Если художественное единство первого тома исключало участие народа в сюжете, то это не значит, что можно было пройти мимо народа или ограничиться бытовыми эпизодическими фигурами. Без темы народа нельзя себе представить поэтическое отношение Гоголя к действительности. Под пошлым миром живет громадный народный мир, и он намечен в поэме с самого начала, при первом выезде Чичикова из города NN: «Попадались вытянутые по шнурку деревни, постройкою похожие на старые складенные дрова, покрытые серыми крышами с разными деревянными под ними украшениями в виде висячих шитых узорами утиральников. Несколько мужиков, по обыкновению, зевали, сидя на лавках перед воротами в своих овчинных тулупах. Бабы с толстыми лицами и перевязанными грудями смотрели из верхних окон; из нижних глядел теленок или высовывала слепую морду свою свинья. Словом, виды известные» (VI, 21–22). Это, несомненно, очень точная зарисовка. Но кому известны эти виды? Проезжему, которому, в сущности, дела нет до этих скучных видов, Чичикову, например. Заметим кстати, что и крестьянский мир смотрит на чуждого ему проезжего со скучающим любопытством, не более.
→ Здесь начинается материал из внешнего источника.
PR #6002, opened 2026-01-09
Improve test diagnostics when `expected_results.txt` contains syntax errors

vmichal:
When a formatting error is encountered while parsing `expected_results.txt`, report the line number as well.

The situation notably improved in #5948, but there is still a tiny improvement to be made.

### DIFF
--- a/tools/scripts/check_libcxx_paths.py
+++ b/tools/scripts/check_libcxx_paths.py
@@ -21,16 +21,49 @@ if __name__ == "__main__":
         stripped_lines = [line.strip() for line in file]
 
     filtered_lines = [s for s in stripped_lines if s and not s.startswith("#")] # Ignore empty lines and comments.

Два мира – пошлый мир душевладельцев и душеторговцев и мир народный, однако, не только чужды друг другу, – они связаны противоестественными античеловеческими узами. Купля-продажа мертвых душ только анекдотическое подтверждение заурядности торговли живыми людьми, «с землею или на вывод»; цены, которые назначает опекунский совет за заложенные «души», – подтверждение узаконенности работорговли.
Любопытна в этом отношении реакция московских цензоров на самую тему «Мертвых душ». Прочитавший их цензор Снегирев уверял, что «главное дело» основано на «странной покупке». «Цензоры-азиатцы» закричали, что «странная покупка» Чичикова преступна и подаст дурной пример. Всего «тоньше» высказались «цензоры-европейцы», возвратившиеся из-за границы, люди молодые. «Что вы ни говорите, а цена, которую дает Чичиков (сказал один из таких цензоров, именно Крылов), – цена два с полтиною, которую он дает за душу, возмущает душу. Человеческое чувство против этого…» Никто из цензоров ни на минуту не подверг сомнению узаконенную торговлю людьми, зато самых «прогрессивных» из них возмутила дешевая цена.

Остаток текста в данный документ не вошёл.